* **YOUR OBJECTIVE**:
Give back exactly the lines of the entries below from the line with "sorry, i'm not double-check about this. :)" to the line with "Am I missing", inclusive, and only those.

[Collected data]
▼
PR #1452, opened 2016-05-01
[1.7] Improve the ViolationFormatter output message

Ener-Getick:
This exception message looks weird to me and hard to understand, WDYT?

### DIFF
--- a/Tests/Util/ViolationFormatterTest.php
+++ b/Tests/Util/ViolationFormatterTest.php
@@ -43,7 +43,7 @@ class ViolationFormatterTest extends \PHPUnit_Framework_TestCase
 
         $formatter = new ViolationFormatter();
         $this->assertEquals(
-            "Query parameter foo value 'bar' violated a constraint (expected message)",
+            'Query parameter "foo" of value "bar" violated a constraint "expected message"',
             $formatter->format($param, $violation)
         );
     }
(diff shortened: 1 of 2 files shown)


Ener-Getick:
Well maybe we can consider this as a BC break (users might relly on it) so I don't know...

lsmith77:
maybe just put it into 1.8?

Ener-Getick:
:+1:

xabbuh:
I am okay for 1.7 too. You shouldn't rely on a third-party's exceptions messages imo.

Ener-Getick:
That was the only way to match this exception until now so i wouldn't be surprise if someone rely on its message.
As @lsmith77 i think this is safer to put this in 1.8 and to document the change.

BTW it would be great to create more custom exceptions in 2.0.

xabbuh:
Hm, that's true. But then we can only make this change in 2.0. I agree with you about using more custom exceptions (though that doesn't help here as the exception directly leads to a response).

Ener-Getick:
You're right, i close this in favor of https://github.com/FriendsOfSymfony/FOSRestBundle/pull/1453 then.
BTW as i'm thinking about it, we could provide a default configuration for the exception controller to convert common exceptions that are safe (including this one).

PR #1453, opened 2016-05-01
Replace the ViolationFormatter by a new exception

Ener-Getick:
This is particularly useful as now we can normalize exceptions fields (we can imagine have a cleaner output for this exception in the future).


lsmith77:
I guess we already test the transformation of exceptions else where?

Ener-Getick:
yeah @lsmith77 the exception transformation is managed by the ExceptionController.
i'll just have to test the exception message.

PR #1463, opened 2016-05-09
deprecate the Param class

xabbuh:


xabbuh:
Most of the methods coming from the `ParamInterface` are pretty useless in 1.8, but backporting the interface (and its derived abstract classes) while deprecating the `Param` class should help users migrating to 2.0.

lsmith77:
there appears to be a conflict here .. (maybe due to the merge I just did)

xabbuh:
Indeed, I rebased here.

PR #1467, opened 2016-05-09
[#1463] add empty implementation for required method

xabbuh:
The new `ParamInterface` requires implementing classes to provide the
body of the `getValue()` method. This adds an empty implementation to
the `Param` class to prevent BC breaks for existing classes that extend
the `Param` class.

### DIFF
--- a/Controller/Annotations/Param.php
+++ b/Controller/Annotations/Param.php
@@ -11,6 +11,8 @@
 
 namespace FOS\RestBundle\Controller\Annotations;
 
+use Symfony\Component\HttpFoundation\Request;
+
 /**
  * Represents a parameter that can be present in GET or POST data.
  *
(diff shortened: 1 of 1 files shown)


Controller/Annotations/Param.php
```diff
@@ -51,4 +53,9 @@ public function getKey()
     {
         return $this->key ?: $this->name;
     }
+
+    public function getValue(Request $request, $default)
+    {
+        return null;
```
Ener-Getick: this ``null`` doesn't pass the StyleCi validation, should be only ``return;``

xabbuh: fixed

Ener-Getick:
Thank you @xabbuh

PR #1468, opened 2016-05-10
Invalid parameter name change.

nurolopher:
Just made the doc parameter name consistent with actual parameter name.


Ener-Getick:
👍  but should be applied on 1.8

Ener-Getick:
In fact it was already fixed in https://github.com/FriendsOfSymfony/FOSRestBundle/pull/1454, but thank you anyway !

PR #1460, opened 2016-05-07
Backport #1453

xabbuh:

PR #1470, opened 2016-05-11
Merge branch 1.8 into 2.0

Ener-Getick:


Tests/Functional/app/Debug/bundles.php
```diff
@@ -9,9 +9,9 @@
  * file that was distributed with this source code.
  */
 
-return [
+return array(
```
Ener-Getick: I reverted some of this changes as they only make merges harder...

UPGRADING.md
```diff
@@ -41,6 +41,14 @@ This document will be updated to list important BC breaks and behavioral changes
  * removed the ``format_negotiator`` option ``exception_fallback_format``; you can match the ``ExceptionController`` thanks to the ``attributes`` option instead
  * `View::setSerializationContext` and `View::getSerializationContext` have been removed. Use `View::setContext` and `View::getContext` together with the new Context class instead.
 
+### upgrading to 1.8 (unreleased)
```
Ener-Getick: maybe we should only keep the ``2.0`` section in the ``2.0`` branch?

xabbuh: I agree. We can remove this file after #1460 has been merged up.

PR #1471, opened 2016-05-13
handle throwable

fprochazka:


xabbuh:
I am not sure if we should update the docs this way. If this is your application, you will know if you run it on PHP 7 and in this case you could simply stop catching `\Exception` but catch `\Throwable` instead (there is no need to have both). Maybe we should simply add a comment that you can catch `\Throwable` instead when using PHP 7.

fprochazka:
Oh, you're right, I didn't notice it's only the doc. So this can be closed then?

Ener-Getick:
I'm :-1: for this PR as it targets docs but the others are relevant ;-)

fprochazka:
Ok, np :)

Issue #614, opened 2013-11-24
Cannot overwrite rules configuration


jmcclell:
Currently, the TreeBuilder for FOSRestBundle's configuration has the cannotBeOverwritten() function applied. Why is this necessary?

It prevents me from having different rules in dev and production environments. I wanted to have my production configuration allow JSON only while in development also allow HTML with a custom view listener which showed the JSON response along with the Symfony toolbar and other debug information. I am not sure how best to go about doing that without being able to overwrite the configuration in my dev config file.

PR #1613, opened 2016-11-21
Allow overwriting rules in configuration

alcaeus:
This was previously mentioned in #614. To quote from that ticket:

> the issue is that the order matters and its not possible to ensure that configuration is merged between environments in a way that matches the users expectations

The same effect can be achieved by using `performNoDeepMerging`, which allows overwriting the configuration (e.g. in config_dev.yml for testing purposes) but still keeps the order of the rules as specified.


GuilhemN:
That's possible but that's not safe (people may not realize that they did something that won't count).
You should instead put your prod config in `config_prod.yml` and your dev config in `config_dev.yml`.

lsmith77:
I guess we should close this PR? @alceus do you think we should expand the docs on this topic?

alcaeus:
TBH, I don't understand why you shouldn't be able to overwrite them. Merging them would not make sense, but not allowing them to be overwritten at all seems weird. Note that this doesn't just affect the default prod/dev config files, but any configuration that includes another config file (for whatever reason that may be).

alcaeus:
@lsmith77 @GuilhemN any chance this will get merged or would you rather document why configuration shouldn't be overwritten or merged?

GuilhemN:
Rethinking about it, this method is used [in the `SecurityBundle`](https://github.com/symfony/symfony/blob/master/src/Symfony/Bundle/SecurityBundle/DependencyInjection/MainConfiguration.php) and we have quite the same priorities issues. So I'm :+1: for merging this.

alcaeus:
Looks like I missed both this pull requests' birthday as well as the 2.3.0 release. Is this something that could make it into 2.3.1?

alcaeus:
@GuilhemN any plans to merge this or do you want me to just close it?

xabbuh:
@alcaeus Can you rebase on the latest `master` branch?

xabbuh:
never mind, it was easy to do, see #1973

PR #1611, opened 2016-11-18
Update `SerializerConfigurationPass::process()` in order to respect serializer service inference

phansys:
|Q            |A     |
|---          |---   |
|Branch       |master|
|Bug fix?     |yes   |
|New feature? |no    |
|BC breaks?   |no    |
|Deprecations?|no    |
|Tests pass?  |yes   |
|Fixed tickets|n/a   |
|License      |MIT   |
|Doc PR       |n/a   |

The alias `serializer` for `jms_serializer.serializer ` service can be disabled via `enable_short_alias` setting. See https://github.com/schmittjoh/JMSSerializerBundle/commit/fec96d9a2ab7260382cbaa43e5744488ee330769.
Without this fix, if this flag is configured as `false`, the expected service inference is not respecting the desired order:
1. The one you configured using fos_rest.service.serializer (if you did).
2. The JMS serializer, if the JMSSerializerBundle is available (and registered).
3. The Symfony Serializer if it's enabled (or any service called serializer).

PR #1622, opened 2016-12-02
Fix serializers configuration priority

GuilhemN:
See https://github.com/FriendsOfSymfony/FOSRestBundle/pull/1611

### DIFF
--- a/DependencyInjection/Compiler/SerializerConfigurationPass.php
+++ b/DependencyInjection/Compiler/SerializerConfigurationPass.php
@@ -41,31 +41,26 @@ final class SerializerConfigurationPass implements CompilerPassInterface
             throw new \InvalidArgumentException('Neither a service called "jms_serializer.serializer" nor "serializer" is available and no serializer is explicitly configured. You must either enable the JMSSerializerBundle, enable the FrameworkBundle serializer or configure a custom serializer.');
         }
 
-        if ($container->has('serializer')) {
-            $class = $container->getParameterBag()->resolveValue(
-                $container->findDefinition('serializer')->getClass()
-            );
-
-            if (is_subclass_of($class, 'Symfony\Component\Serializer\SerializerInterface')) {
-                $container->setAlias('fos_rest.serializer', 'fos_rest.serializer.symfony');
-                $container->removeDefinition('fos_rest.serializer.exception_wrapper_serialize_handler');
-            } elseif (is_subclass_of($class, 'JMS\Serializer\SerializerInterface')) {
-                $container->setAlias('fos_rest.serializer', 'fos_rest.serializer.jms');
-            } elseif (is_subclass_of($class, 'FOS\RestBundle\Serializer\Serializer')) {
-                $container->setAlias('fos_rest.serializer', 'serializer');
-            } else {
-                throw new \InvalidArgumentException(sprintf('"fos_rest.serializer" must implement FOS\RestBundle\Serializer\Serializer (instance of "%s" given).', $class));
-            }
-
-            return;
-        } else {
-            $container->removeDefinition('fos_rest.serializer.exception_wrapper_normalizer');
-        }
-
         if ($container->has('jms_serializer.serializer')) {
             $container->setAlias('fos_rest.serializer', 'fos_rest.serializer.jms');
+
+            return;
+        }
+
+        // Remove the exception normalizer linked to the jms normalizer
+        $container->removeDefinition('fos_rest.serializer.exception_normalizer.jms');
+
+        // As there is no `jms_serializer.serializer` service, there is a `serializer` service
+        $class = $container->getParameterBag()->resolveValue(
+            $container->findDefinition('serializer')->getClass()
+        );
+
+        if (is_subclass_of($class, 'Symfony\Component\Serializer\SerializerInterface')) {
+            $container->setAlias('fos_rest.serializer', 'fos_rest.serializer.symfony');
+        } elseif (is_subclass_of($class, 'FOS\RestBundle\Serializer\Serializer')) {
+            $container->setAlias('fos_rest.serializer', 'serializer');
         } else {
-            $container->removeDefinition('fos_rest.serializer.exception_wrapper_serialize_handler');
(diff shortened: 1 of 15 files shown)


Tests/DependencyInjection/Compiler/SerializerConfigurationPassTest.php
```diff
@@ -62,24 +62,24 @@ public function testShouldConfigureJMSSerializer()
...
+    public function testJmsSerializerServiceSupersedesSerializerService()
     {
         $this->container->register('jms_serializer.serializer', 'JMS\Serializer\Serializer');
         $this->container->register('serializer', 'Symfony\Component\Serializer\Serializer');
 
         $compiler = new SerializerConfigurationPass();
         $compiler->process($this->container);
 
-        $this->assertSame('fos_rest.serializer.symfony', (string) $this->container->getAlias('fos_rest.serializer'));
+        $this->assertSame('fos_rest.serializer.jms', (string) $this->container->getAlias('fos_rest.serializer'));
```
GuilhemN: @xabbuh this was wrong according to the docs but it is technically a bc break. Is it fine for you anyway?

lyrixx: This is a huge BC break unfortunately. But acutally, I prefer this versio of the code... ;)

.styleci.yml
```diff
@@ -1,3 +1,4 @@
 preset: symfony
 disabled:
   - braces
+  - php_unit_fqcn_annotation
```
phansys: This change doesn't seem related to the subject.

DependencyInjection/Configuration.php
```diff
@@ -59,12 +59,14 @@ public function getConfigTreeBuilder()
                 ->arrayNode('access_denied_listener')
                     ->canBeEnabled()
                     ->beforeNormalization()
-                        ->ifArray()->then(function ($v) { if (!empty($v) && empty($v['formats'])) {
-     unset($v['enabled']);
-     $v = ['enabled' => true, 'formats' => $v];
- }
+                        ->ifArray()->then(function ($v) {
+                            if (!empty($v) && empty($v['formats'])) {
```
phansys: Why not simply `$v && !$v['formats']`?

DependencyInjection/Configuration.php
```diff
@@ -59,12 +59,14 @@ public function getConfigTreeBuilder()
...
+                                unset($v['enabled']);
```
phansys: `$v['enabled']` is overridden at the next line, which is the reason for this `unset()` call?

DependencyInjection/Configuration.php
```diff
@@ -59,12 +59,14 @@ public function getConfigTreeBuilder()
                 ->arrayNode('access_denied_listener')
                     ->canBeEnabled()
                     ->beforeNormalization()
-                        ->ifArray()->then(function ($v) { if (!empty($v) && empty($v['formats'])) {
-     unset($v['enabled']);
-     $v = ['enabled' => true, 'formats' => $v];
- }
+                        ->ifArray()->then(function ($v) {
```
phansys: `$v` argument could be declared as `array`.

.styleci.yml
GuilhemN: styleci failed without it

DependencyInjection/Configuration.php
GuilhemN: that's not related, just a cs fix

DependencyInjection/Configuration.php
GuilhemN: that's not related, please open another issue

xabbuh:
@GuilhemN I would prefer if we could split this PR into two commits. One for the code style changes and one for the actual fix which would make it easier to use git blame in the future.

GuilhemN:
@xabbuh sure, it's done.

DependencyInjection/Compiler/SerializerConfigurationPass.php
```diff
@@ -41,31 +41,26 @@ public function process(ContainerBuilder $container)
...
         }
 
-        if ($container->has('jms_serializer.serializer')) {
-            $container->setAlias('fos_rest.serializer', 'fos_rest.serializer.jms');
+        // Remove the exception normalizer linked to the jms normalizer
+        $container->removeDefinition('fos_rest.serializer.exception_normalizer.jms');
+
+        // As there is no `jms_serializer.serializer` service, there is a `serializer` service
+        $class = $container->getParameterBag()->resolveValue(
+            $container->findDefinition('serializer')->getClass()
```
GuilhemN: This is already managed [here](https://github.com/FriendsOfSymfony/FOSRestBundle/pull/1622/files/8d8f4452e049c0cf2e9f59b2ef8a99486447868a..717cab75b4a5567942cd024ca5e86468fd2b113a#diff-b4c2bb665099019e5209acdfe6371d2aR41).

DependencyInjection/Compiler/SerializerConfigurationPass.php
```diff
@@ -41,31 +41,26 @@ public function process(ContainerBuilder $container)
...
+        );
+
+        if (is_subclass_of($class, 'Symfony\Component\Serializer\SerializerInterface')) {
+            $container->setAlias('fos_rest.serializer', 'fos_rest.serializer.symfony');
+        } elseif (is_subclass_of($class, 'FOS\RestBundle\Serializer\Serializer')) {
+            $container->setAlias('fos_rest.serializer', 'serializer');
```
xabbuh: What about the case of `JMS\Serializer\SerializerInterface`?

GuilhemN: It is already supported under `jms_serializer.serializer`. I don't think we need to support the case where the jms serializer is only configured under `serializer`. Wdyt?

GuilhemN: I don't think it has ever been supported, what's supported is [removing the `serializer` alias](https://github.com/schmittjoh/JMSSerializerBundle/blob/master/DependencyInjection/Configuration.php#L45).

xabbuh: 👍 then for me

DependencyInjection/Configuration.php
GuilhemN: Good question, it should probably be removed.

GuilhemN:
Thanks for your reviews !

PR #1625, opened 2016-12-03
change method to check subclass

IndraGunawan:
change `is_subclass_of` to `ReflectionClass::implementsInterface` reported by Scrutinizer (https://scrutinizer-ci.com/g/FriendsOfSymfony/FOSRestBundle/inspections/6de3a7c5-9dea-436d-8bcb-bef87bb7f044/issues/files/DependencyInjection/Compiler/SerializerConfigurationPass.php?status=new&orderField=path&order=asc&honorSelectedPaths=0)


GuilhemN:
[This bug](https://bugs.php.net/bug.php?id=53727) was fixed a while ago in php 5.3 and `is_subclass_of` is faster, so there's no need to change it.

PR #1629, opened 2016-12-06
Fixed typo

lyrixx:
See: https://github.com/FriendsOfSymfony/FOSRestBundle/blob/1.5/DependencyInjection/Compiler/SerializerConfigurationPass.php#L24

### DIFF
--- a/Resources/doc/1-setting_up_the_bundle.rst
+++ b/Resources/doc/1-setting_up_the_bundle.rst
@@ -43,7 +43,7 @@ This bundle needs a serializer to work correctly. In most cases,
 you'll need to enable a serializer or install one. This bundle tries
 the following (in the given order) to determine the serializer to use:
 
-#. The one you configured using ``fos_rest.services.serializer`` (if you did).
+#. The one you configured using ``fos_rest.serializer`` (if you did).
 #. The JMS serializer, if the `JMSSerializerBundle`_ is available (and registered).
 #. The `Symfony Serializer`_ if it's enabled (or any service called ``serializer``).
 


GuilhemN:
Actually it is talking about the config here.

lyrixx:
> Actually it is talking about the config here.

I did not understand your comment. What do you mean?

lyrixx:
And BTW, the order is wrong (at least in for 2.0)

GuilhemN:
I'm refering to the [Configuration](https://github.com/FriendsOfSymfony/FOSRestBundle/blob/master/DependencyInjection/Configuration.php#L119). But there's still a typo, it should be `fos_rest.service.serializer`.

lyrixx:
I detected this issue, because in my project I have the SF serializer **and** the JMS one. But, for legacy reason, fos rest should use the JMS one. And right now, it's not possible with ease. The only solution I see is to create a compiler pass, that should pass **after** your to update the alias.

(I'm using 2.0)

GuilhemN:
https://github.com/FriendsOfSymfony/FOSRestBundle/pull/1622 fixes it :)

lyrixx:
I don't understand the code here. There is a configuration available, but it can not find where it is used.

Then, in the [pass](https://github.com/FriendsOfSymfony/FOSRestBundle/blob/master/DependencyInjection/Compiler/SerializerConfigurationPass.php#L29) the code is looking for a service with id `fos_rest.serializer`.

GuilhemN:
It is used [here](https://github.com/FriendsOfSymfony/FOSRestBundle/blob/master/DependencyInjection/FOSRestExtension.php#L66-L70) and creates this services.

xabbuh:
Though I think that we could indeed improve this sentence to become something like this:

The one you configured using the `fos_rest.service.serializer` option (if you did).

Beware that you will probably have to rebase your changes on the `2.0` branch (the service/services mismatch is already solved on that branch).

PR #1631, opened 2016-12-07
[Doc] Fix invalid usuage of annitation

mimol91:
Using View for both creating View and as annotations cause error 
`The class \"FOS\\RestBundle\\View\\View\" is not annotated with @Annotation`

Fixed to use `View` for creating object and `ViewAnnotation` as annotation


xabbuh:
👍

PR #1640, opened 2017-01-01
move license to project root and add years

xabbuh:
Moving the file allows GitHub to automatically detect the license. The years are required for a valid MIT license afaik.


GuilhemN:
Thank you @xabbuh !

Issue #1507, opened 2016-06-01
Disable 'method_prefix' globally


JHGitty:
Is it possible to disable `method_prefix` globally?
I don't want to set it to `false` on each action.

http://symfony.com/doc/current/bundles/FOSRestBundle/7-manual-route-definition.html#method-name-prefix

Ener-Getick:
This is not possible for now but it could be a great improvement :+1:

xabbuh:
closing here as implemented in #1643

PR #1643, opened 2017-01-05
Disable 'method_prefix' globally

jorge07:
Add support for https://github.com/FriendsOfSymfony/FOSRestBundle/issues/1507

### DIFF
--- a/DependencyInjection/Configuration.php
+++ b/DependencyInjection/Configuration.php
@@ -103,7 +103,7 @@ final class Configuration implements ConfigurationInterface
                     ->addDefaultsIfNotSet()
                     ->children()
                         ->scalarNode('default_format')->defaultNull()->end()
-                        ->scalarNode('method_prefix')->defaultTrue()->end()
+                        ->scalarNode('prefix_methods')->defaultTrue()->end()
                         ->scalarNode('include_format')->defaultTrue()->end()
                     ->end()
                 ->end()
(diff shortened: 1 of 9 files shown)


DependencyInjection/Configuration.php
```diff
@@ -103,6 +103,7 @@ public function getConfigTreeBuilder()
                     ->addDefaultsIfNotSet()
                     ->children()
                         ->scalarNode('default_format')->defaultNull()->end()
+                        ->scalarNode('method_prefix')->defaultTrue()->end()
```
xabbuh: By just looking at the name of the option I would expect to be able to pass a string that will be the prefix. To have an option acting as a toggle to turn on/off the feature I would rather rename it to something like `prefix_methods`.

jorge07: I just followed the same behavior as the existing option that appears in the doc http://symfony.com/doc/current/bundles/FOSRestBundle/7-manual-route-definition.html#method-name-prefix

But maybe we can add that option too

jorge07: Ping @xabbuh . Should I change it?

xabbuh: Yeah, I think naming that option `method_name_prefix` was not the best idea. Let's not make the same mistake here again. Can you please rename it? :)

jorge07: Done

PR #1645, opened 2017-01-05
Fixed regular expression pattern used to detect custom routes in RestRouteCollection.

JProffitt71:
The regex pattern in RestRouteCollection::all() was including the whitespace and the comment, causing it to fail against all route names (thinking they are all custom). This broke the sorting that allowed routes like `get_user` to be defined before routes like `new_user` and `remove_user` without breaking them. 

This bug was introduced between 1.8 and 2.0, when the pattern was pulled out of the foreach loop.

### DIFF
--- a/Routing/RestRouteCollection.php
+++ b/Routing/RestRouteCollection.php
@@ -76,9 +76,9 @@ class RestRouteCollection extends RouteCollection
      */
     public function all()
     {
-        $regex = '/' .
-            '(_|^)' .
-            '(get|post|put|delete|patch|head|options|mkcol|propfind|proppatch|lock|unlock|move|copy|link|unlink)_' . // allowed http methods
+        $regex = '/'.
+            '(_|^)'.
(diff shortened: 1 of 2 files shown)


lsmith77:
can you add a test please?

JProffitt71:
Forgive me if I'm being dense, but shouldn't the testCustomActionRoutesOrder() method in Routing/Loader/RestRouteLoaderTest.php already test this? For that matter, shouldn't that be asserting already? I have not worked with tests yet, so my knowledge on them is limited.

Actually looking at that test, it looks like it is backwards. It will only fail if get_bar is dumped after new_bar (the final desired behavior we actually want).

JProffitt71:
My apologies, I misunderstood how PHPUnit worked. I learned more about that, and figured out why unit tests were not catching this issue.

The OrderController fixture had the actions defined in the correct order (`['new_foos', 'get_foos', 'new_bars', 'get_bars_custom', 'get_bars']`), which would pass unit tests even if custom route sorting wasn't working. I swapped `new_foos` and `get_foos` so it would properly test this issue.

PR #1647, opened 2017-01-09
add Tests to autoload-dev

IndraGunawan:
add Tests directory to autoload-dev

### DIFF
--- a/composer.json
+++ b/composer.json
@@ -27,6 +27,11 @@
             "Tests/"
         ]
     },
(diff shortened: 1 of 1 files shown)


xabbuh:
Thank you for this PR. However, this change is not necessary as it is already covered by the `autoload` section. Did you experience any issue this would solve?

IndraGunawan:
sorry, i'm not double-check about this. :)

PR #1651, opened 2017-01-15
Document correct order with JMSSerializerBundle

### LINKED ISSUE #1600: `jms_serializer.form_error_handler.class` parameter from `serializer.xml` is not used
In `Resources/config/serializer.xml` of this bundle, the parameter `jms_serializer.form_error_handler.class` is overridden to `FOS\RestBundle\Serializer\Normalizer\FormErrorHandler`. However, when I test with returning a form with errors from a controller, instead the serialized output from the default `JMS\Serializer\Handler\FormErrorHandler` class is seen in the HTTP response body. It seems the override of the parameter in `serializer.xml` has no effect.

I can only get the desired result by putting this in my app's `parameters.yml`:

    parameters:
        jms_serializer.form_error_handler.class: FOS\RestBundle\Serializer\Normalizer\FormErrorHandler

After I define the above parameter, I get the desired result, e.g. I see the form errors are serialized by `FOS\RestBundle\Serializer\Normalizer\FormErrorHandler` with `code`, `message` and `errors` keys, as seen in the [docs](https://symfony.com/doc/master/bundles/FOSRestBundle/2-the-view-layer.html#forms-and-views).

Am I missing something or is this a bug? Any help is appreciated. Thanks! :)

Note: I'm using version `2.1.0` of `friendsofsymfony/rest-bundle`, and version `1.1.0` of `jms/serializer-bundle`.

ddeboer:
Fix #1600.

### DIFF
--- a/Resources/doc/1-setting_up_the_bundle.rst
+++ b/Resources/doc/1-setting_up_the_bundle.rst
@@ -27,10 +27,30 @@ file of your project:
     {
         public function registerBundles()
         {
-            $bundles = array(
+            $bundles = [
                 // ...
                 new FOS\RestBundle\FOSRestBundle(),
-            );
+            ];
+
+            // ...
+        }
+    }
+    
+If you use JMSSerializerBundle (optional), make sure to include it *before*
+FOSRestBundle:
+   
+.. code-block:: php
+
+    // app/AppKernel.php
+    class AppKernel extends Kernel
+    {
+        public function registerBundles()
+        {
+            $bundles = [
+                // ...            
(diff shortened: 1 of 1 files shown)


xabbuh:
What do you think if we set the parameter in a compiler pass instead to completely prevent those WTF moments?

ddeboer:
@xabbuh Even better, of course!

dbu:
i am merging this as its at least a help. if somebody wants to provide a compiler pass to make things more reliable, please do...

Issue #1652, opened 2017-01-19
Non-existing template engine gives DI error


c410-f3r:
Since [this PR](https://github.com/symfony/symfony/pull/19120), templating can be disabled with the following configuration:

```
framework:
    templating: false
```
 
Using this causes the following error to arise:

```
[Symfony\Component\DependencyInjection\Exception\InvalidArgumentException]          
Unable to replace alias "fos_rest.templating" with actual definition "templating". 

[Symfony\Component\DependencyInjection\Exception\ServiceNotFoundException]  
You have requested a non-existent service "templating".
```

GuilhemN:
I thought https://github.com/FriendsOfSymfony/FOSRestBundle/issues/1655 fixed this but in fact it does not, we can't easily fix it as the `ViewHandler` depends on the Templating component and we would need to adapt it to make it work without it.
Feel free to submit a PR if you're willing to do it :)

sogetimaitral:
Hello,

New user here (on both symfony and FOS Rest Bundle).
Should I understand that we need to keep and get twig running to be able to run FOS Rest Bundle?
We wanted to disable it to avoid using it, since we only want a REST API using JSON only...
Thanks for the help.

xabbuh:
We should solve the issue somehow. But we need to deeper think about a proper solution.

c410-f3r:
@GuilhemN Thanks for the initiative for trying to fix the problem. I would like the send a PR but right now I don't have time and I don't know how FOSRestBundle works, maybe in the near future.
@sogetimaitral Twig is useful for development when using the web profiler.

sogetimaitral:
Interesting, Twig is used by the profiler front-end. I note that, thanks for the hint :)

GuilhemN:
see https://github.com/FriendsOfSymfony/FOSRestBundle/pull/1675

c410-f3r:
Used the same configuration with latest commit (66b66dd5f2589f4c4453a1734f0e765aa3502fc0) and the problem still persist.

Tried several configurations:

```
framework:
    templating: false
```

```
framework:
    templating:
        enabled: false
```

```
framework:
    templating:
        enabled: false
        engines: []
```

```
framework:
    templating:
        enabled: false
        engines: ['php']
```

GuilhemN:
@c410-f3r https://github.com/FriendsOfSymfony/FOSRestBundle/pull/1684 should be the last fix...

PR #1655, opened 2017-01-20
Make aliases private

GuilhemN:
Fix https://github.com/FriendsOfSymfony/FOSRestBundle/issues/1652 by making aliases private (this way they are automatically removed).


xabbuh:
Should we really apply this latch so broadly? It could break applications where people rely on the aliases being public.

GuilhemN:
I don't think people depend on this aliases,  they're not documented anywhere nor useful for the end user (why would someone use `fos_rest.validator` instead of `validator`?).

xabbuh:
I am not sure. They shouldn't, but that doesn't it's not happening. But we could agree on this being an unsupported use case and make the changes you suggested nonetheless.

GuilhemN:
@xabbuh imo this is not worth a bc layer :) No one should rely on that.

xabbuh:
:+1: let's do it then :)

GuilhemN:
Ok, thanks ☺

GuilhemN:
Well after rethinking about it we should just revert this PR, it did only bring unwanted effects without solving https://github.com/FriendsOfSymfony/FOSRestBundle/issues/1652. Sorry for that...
▲
* **ANSWER AREA**:
sorry, i'm not double-check about this. :)

PR #1651, opened 2017-01-15
Document correct order with JMSSerializerBundle

### LINKED ISSUE #1600: `jms_serializer.form_error_handler.class` parameter from `serializer.xml` is not used
In `Resources/config/serializer.xml` of this bundle, the parameter `jms_serializer.form_error_handler.class` is overridden to `FOS\RestBundle\Serializer\Normalizer\FormErrorHandler`. However, when I test with returning a form with errors from a controller, instead the serialized output from the default `JMS\Serializer\Handler\FormErrorHandler` class is seen in the HTTP response body. It seems the override of the parameter in `serializer.xml` has no effect.

I can only get the desired result by putting this in my app's `parameters.yml`:

    parameters:
        jms_serializer.form_error_handler.class: FOS\RestBundle\Serializer\Normalizer\FormErrorHandler

After I define the above parameter, I get the desired result, e.g. I see the form errors are serialized by `FOS\RestBundle\Serializer\Normalizer\FormErrorHandler` with `code`, `message` and `errors` keys, as seen in the [docs](https://symfony.com/doc/master/bundles/FOSRestBundle/2-the-view-layer.html#forms-and-views).

Am I missing something or is this a bug? Any help is appreciated. Thanks! :)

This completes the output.